AI in toxicology assessment has moved the identification of potential tox issues earlier in the drug discovery process i.e. while the drug is being designed in silico and shortlisted as a potential candidate instead of after the pool of drug candidates have been shortlisted.

But AI’s predictive ability of a drug’s likely toxicity profile in clinical trials is hampered by the same data challenges that plague AI for biology. Data from in vitro environments doesn’t model the complex realities of human biology i.e. if we don’t understand the cascade of events when a drug hits its target i.e. not just happens to the cell but how that affects the other pathways that are associated with the target then how can we predict with confidence off target or on target toxicity. We are not yet at the stage where we can claim victory and meaningfully move the needle away from ‘30% of drugs fail due to unmanageable toxicity’.

So is AI in drug discovery and development hype or is it delivering tangible results?

Back to the low hanging fruit:

‘Can we reduce the time it takes to discover a viable drug candidate to less than the historical average of 5 years?’

Compressing drug discovery timelines is where AI is having the biggest direct impact. Even though we have only mapped around 10% to 15% of human biology, chemistry can be handled much better computationally. AI can predict the precise 3D structure of a disease-related target and computational chemists can immediately begin designing drugs that can bind to the target effectively, a process that pre-AI would take years of lab work.

AI is inverting the traditional drug discovery workflow i.e. computational screening and optimized design parameters are used to shortlist the pool of candidates that are tested in the lab instead of a lab and labor intensive ‘whack a mole’ lead optimization process.

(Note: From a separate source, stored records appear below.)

PR #2126, opened 2017-01-17
Ensure Request::withUri preserves host correctly

akrabat:
The rules for dealing with the Host header in `withUri()` when `$preserveHost` is `true` state this:

> If the the Host header is missing or empty, and the new URI contains
> a host component, this method MUST update the Host header in the returned
> request.

This now works - it didn't before as we didn't have a test for it…

### DIFF
--- a/Slim/Http/Request.php
+++ b/Slim/Http/Request.php
@@ -567,7 +567,7 @@ class Request extends Message implements ServerRequestInterface
                 $clone->headers->set('Host', $uri->getHost());
             }
         } else {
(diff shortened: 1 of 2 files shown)


akrabat:
Discovered that my unit test for `$preserveHost` was wrong as it didn't allow for the case of the Request's Host header being different from the Uri's host property. 

Fixed test and hence fixed `withRequest()`.

codeguy:
@akrabat Is this just for 3.x?

akrabat:
> @akrabat Is this just for 3.x?

Better forward port to 4.x too as I need to resync for slim\http

codeguy (approved):
Looks good. Merging into 3.x and 4.x

PR #2132, opened 2017-01-23
Added pragmatic example in code example into README.md

ghost:
Added pragmatic example in code example into README.md

### DIFF
--- a/README.md
+++ b/README.md
@@ -29,8 +29,7 @@ require 'vendor/autoload.php';
 $app = new Slim\App();
 
 $app->get('/hello/{name}', function ($request, $response, $args) {
-    $response->write("Hello, " . $args['name']);
-    return $response;
+    return $response->write("Hello, " . $args['name']);
 });
 
 $app->run();


akrabat:
Can you explain the reasoning behind this change?

ghost:
Hi,
I was asking myself, why should we use two statements for doing something that can be done in one? At least in the example.
It’s going to be a lean example to show, on how simple and straightforward is, to use (setting up the Hello World) Slim, isn't it? Compared to other PHP micro frameworks, it looks like we have to do extra work to return a response. Why using more code than what is actually needed?
I understand that in the way you used in principle, it's clear for beginners, that the closure should always returns a valid Response, but that’s also clear from the well done documentation Slim has. I hope it’s not a stupid argument. WDYT? :)

ghost:
@akrabat makes sense? :)

akrabat (approved):

akrabat:
Yes. I understand your logic.

PR #2134, opened 2017-01-24
As per PSR-7, type hint @return static

hannesvdvreken:
### Changed

- Some type hints of `with*` methods should return type static.

---

This helps with situations like this where you're extending the Request class to add typed attribute getters.

```php
class AuthenticatedRequest extends Request
{
     /**
      * @return static
      */
     public function withUser(User $user)
     {
         return $this->withAttribute('user', $user);
     }

     /**
      * @return User
      */
     public function getUser()
     {
         return $this->getAttribute('user');
     }
}
```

According to BCG, AI has already reduced the time it takes to identify and validate promising targets by 35% to 40% (source BCG) i.e. significant reduction in the ‘on average’ 5 year drug discovery. In an industry where monetization is constrained by finite patent life, each additional year on the market is significant.

Conclusion

AI models are only as good as the quality and volume of the data they are trained on and lack of high quality data sets that can model the complexity of human biology are the biggest bottleneck in meaningfully reducing the technical risk associated with drug discovery.

However, AI’s impact on condensing drug discovery cycle time and increasing the number of years of commercial life should not be underestimated. A very simple hypothetical example where a drug has peak sales of USD1bn (simply the threshold for what is considered a blockbuster, most blockbusters have multi-billion $ peak sales). If drug discovery timelines are shortened by 2 years i.e. additional USD2bn in peak sales, then risk adjusted NPV i.e. NPV adjusted for the probability of a drug discovery program reaching commercialization discounted at 10% cost of capital is USD65M+ or roughly USD 30-35M per year gained. Small numbers due to the impact on the earliest stages of drug discovery where probability of reaching the market is only 10% or less.

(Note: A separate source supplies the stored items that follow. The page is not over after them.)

Issue #2133, opened 2017-01-24
[QUESTION] code quality


ghost:
Looking at `Slim\MiddlewareAwareTrait` I see `protected $middlewareLock = false;`

Why we need to initialise properties even though it’s not necessary?
Also in the same class we have 
`callMiddlewareStack(ServerRequestInterface $req, ResponseInterface $res)`
But in App class we have
` __invoke(ServerRequestInterface $request, ResponseInterface $response)`
Why don’t we have consistency?

Or looking at handleException method in App class,
```php
// Call the registered handler 
return call_user_func_array($callable, $params);
```

Do we really need all these comments ?

Slim it’s an awesome project, and I’d like to contribute to it, but seeing all these little things let me think there is not space for quality code.
What are your thoughts ? Hope to have a insightful discussion :)

ghost:
@0x13a
You want quality? you can't find it in famous PHP projects as I saw!

ghost:
@sharifzadesina why not?

ghost:
@0x13a
Because I am working on one and I am seeing what the hard is writing a standard framework, see Laravel there are many design problems in it which bring us many limitation, for example you can't add custom dependent rules to validation. for writing my own framework for my own job I have read many source code none of them are standard so don't waste your time ;)

akrabat:
My general opinion is that inconsistencies are inevitable when you have lots of volunteer contributors. I certainly won't reject a PR because someone has named their variable `$res` rather than `$response`.

However, I'll take a PR to tidy up and please feel free to do so!

As far as comments are concerned, I encourage them as, again, lots of different people look at this code and if a comment helps someone then it's worth it.

If you don't think that the code is good enough quality, then create small PRs that you think improve it and we can discuss specifics.

ghost:
Thanks for the feedback @akrabat, I wanted know if I could help. I will submit small PRs from time to time.

akrabat:
General rule: the smaller, the better :)

PR #2136, opened 2017-01-26
updated consistent name request and response in MiddlewareAwareTrait

ghost:
Hi all,
as discussed briefly here https://github.com/slimphp/Slim/issues/2133. I'd like to make more consistent use of the variables names, also and specifically `$request` and `$response`, instead of using sometimes those and sometimes `$req` and `$res`.

### DIFF
--- a/Slim/MiddlewareAwareTrait.php
+++ b/Slim/MiddlewareAwareTrait.php
@@ -66,7 +66,10 @@ trait MiddlewareAwareTrait
         $this->stack[] = function (
             ServerRequestInterface $request,
             ResponseInterface $response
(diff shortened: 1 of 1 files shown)


ghost:
yes, i need to setup the psr2 sniffer.. Anyway ready to merge @akrabat

tuupola:
To check for PSR-2 run either `$ composer phpcs` or `$ vendor/bin/phpcs` in Slim folder.

https://github.com/slimphp/Slim/blob/3.x/composer.json#L55

ghost:
thanks @tuupola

This above back of the envelope calculation also highlights why the real gains from AI will be from increasing the probability of success i.e. reducing the number of drugs that fail due to lack of efficacy or unmanageable toxicity.

Let’s take the same example i.e. a drug with peak sales of USD 1bn. Currently only 50% of drugs in Phase 3 make it to the finish line and the remaining 50% fail due to lack of efficacy (50%), toxicity (30%), poor drug design (10%). A 10% improvement in the probability of success due to better predictive capabilities of AI would be incremental rNPV of USD400M.

The verdict

AI: Guardian Angel or Cognitive Amplifier or Both. It’s already a cognitive amplifier but the future is AI as a guardian angel, literally by fulfilling its promise to find cure for diseases and figuratively by bringing shareholder returns in biotech and big pharma in lockstep with tech firms.